In 2018, she fell on her mount in the beam final. The rest of her routine was medal-worthy gymnastics. She waited an eternal three minutes for her score, which placed her sixth. Eaker’s routine from the team final earlier that week would have earned silver.

In 2019, Eaker again qualified for the eight-woman beam final. The U.S. federation submitted an inquiry on her qualifying score, contesting a lower start value given to her. That backfired. Judges lowered Eaker’s score even more upon review, which took her out of the final. However, another gymnast who had qualified later withdrew due to injury. Eaker was back in the final, where she placed fourth.

She was asked afterward what she would take away from the meet.

“Just the experience of it all,” she said, composed. “How it makes me feel. How to use that [in the future].”
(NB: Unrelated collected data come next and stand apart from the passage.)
PR #425, opened 2020-10-31
Native Simulator: state prep emulation

irinayat-MS:
This change introduces state prep emulation API and implements the trivial case of total state injection.

To avoid the annoyance of compiling local_test.cpp twice, migrated all tests in this file to catch2.


src/Simulation/Native/src/simulator/wavefunction.hpp
```diff
@@ -549,6 +550,40 @@ class Wavefunction
         return kernels::jointprobability(wfn_, bs, get_qubit_positions(qs));
     }
 
+    /// \pre: Qubits, listed in `q`, must be unentangled and in state |0>.
```
cgranade, line 553:
```suggestion
    /// \pre: Qubits, listed in `q`, must be unentangled and in the |00…0⟩ state.
```

[nit]: If `q` is in the |00…0⟩ state, that implies that they are unentangled. I agree it's still helpful to emphasize, though.

src/Simulation/Native/src/simulator/wavefunction.hpp
```diff
@@ -549,6 +550,40 @@ class Wavefunction
...
+        assert((static_cast<size_t>(1) << qubits.size()) == amplitudes.size());
+
+        if (num_qubits_ != qubits.size()) throw std::runtime_error("Subsystem state injection not supported (yet)");
+
+        flush();
+
+        // Check prerequisites.
+        for (logical_qubit_id q : qubits)
+        {
+            if (!kernels::isclassical(wfn_, get_qubit_position(q))
```
cgranade, line 567: Apologies for the naive question, but what does `kernels::isclassical` check? It looks from context like it's checking that the qubit is in a computational basis state?

src/Simulation/Native/src/simulator/wavefunction.hpp
```diff
@@ -549,6 +550,40 @@ class Wavefunction
         return kernels::jointprobability(wfn_, bs, get_qubit_positions(qs));
     }
 
+    /// \pre: Qubits, listed in `q`, must be unentangled and in state |0>.
+    /// place these `n` qubits into superposition of 2^n basis vectors with (re, im) amplitudes, where the order of
+    /// qubits in array `q` defines (big or little endian?) order of the basis vectors.
```
cgranade, line 555: Would it be good to note in this API comment the temporary limitation that subsystem state injection is not yet supported? I could see either way, since that limitation is going away pretty soon.

src/Simulation/Native/src/simulator/local_test.cpp
```diff
@@ -320,7 +318,163 @@ TEST_CASE("Clustering", "[local_test]")
...
+        qs.push_back(sim.allocate());
+    }
+
+    const double amp = 1.0 / std::sqrt(n);
+    std::vector<ComplexType> amplitudes = {{0.0, 0.0}, {amp, 0.0}, {amp, 0.0}, {0.0, 0.0},
+                                           {amp, 0.0}, {0.0, 0.0}, {0.0, 0.0}, {0.0, 0.0}};
+    REQUIRE(N == amplitudes.size());
+
+    sim.InjectState(qs, amplitudes);
+    CHECK(sim.Measure({Gates::PauliZ, Gates::PauliZ, Gates::PauliZ}, qs));
```
cgranade, line 373: If I understand right, this checks that the parity of a 𝑍𝑍𝑍 measurement is One, correct? If so, that's definitely a necessary condition, but it doesn't fully specify the three-qubit W-state. It could be a bit challenging to use `sim.Measure` to check for the W-state since W-states are not stabilizer states in general...

cgranade (approved):
I think this looks really good, thanks for tagging me in! I just had some fairly minor questions, mostly about comments and test cases.

src/Simulation/Native/src/simulator/wavefunction.hpp
irinayat-MS: My rational for phrasing the comment like this was that for entangled qubits it doesn't make sense to talk about their own state. The qubits also might not be adjacent in the computational basis. Would it be clearer to say "Each qubit, listed in `q` must be unentangled and in state |0>"?

cgranade: I think that makes sense, yeah. As written, the comment may be misunderstood as requiring that the register consist of a single qubit, I guess? All fairly minor in any case.

src/Simulation/Native/src/simulator/wavefunction.hpp
irinayat-MS: Yes, that's my understanding. I've added a new test to document that.

src/Simulation/Native/src/simulator/local_test.cpp
irinayat-MS: I wanted to have a test with non-Cat-state injection to catch bugs related to little versus big endian order... but thinking more about it now it doesn't seem a good idea doing it like this because the failure won't be deterministic. And I later added the test that creates a Bell pair on two qubits out of three which does cover the original concern. I'll remove the W-state test.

In 2021, Eaker will have to prove to a selection committee that she can be reliable on all four apparatuses. The Olympic team event size is four — with three gymnasts going per apparatus in the Olympic final — down from five in 2016, putting a greater emphasis on the all-around. Eaker could also be a candidate for one separate spot in individual events only.

“I definitely want to be seen as a great beam worker, but I also need to be a great all-arounder because they’re going to be looking at not just your one event,” said Eaker, who was third in the all-around at the 2019 Worlds selection camp. “You have to be able to benefit the team with your other events, even if they aren’t as strong as your [best] one.”